■ **PROMPT**
Search the material and gather each line with "https" in it.

■ **EXERCISE INPUTS**
- - - - -

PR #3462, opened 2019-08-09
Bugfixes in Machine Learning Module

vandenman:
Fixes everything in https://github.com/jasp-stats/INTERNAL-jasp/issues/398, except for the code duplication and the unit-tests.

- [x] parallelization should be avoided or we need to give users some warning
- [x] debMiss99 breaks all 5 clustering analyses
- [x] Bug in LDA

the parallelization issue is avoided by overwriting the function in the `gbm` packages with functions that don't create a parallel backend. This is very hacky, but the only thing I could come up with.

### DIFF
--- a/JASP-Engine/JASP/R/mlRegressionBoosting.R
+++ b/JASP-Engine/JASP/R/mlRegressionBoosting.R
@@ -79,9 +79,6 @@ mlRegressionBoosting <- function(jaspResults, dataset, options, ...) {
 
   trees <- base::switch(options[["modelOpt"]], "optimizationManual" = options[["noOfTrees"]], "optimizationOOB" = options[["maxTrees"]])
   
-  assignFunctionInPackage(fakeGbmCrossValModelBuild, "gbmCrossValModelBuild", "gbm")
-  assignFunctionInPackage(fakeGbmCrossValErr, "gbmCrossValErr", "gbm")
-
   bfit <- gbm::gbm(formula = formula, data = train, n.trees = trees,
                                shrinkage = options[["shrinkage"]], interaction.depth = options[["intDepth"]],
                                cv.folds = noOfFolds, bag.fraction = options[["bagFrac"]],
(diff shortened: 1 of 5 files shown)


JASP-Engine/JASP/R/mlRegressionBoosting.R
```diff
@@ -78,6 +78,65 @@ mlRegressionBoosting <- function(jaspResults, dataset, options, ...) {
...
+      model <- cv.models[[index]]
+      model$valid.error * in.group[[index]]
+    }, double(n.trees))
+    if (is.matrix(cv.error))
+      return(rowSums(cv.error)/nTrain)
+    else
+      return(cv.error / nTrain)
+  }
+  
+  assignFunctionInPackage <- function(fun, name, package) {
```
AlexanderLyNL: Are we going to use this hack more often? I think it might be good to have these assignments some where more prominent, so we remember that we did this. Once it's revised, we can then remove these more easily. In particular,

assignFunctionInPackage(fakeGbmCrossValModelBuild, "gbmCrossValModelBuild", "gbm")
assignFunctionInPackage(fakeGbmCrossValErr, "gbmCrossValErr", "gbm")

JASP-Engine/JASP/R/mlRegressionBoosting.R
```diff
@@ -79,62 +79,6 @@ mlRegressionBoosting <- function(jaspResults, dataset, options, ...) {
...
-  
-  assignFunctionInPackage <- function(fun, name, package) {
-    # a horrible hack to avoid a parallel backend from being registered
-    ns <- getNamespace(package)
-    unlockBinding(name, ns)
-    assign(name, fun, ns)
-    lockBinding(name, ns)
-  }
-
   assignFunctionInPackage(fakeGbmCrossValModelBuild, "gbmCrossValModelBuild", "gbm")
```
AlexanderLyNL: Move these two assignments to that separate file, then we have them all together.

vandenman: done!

- - - - -

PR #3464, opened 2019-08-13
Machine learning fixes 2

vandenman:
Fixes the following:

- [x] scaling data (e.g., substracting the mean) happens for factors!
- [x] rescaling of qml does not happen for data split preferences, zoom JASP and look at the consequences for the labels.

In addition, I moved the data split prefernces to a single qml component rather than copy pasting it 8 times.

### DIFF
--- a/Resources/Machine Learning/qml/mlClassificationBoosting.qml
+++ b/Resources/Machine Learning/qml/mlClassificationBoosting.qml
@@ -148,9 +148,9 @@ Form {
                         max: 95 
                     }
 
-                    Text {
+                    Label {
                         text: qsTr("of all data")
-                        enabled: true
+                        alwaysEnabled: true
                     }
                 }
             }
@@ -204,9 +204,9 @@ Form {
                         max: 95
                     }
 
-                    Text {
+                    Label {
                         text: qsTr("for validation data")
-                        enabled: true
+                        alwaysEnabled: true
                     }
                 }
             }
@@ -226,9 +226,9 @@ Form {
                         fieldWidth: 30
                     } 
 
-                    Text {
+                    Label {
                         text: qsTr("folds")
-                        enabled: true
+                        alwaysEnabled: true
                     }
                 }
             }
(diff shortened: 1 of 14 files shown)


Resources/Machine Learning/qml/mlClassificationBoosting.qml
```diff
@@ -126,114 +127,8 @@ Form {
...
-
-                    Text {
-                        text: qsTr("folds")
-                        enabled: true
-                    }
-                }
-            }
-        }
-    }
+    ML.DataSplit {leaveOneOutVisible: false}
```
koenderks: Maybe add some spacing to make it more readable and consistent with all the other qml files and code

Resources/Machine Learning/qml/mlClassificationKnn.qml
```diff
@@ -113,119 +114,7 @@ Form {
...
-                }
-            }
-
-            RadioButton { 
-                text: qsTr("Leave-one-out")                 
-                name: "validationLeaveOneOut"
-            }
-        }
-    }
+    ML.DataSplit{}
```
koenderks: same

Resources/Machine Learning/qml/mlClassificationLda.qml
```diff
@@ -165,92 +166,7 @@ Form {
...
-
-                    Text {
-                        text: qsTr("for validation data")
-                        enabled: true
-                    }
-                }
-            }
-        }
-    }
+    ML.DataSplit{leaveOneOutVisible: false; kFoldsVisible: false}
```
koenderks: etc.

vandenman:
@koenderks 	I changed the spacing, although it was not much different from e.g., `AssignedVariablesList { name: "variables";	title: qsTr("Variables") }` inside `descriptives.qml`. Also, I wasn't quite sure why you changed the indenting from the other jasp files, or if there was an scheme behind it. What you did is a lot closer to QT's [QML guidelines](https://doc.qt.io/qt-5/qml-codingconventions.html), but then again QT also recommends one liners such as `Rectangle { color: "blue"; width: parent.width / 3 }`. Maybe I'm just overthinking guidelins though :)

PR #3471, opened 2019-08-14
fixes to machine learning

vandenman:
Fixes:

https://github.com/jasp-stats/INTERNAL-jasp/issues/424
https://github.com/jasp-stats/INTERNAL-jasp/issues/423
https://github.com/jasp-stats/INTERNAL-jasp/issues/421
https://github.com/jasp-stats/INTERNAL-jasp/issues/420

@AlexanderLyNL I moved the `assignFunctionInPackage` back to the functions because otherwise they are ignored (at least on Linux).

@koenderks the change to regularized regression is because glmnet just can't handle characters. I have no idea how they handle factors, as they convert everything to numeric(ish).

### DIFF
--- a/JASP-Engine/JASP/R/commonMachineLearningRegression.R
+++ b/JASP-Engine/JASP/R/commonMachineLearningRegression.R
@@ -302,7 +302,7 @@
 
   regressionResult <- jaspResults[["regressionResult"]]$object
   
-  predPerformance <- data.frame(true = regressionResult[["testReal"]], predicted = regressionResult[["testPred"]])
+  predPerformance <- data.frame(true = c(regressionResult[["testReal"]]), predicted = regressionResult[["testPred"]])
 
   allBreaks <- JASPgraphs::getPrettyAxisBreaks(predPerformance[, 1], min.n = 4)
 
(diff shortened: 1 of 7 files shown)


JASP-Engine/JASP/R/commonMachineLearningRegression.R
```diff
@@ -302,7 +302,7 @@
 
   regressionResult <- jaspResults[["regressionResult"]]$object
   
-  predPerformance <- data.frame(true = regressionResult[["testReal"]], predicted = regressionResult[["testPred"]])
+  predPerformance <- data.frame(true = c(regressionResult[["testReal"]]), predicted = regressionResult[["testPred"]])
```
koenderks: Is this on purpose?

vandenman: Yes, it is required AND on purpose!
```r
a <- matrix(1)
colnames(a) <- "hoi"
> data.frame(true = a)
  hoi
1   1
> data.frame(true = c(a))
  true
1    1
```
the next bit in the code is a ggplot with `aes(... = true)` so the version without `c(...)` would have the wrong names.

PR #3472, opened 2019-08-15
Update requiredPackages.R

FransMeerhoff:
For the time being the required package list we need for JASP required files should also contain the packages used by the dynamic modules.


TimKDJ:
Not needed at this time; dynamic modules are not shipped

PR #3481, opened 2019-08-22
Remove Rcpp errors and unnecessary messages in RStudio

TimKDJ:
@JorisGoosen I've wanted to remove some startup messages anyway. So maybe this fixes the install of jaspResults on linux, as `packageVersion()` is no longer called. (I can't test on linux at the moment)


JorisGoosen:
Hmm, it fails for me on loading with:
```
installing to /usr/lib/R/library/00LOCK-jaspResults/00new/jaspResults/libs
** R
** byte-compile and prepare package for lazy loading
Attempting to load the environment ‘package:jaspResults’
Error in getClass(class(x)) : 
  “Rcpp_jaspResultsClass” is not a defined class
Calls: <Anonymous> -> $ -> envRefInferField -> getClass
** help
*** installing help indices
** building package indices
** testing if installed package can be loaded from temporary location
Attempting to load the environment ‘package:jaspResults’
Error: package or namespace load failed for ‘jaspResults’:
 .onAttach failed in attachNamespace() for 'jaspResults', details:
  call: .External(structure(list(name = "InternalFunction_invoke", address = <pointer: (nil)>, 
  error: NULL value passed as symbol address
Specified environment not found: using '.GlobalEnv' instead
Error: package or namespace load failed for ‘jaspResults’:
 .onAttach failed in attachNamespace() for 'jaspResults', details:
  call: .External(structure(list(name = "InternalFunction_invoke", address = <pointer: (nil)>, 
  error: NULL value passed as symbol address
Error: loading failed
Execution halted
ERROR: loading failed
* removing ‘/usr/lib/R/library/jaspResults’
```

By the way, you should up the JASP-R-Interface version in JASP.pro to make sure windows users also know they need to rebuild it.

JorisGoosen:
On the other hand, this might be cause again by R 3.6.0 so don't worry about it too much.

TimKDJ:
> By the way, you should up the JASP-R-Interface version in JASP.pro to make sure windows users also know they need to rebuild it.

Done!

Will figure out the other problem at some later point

- - - - -

■ **THE ANSWER**
Fixes everything in https://github.com/jasp-stats/INTERNAL-jasp/issues/398, except for the code duplication and the unit-tests.
@koenderks 	I changed the spacing, although it was not much different from e.g., `AssignedVariablesList { name: "variables";	title: qsTr("Variables") }` inside `descriptives.qml`. Also, I wasn't quite sure why you changed the indenting from the other jasp files, or if there was an scheme behind it. What you did is a lot closer to QT's [QML guidelines](https://doc.qt.io/qt-5/qml-codingconventions.html), but then again QT also recommends one liners such as `Rectangle { color: "blue"; width: parent.width / 3 }`. Maybe I'm just overthinking guidelins though :)
https://github.com/jasp-stats/INTERNAL-jasp/issues/424
https://github.com/jasp-stats/INTERNAL-jasp/issues/423
https://github.com/jasp-stats/INTERNAL-jasp/issues/421
https://github.com/jasp-stats/INTERNAL-jasp/issues/420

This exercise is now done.